§ DATA SUPPLIED:
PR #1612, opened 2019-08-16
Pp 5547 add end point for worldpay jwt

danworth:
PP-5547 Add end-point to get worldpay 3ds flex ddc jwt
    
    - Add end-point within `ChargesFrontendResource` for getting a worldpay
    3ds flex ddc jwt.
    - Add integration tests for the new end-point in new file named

==

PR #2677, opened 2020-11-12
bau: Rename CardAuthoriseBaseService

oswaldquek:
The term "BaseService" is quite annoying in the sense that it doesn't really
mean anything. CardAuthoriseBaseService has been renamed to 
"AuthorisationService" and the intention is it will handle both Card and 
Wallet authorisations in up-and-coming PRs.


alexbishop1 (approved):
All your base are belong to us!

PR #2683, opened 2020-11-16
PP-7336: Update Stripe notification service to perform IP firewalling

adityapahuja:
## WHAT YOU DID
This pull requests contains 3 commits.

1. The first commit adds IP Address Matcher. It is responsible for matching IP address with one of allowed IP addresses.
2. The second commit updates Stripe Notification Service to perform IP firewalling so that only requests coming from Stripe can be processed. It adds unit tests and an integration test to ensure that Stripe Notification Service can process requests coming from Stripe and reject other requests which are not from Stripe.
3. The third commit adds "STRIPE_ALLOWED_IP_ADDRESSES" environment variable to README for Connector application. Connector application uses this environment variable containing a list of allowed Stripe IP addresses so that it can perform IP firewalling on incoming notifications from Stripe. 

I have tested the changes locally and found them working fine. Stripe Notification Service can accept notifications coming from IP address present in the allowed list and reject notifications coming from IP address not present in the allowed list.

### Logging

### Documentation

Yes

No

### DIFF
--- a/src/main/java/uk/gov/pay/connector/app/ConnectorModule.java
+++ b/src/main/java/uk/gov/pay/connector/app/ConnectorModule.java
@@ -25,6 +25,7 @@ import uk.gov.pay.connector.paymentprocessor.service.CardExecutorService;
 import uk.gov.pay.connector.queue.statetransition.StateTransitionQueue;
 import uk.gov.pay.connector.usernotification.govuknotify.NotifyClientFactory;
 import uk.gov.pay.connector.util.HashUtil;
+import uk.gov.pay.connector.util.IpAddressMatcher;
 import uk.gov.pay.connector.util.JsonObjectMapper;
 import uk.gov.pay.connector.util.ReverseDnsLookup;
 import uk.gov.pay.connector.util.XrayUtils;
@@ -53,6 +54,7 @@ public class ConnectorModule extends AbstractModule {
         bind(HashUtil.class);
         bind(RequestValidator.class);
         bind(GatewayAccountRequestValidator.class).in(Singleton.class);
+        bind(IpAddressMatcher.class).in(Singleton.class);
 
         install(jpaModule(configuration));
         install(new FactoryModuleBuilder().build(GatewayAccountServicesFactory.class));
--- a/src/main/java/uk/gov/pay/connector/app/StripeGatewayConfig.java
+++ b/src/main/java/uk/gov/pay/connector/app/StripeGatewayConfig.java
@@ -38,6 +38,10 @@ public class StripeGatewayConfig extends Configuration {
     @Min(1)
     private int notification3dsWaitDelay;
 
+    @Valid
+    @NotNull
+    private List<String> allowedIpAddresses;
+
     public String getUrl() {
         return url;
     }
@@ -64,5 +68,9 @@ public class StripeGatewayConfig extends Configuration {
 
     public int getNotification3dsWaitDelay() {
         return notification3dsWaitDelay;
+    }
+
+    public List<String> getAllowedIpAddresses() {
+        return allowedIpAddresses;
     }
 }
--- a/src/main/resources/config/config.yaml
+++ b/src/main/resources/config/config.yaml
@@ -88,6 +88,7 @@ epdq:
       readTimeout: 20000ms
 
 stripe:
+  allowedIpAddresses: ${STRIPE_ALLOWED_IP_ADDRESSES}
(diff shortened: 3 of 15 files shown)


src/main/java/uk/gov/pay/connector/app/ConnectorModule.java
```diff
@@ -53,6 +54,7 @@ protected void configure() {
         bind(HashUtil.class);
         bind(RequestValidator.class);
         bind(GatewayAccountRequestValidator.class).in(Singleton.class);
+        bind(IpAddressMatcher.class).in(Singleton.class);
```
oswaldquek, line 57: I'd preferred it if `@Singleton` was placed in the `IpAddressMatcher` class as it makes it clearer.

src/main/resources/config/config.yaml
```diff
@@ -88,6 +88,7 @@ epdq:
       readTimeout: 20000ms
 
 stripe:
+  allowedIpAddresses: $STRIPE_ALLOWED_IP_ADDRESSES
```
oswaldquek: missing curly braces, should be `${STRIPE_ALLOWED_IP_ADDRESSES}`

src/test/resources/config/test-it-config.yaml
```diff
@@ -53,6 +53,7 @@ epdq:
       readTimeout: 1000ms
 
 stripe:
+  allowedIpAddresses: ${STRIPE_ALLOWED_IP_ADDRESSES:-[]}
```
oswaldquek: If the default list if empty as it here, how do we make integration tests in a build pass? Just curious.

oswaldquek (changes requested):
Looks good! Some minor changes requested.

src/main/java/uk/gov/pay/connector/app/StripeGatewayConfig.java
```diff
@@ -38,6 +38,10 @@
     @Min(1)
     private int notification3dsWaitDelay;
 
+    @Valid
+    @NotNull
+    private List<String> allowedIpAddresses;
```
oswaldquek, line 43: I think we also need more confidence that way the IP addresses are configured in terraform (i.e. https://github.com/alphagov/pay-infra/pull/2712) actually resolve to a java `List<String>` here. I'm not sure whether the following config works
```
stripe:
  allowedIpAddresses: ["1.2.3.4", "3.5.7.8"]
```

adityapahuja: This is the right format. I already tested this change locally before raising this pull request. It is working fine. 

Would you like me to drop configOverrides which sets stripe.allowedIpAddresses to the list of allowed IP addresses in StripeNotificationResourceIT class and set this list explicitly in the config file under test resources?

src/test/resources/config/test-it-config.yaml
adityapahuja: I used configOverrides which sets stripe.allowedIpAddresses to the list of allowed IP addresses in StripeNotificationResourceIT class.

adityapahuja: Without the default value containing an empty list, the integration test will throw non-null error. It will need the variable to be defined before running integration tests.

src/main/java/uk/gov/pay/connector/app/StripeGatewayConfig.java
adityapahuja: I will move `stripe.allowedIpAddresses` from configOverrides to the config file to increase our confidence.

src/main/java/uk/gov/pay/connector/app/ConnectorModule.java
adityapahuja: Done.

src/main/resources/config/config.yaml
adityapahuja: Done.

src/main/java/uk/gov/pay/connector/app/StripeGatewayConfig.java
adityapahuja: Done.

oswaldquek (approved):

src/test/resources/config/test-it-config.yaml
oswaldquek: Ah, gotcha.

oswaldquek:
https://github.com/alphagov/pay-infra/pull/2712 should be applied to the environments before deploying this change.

§ WHAT YOU HAVE TO DO:
In the entries above, how many lines hold the word "StripeNotificationResourceIT"? State the number and nothing else.

§ ANSWER TO THIS TASK:
2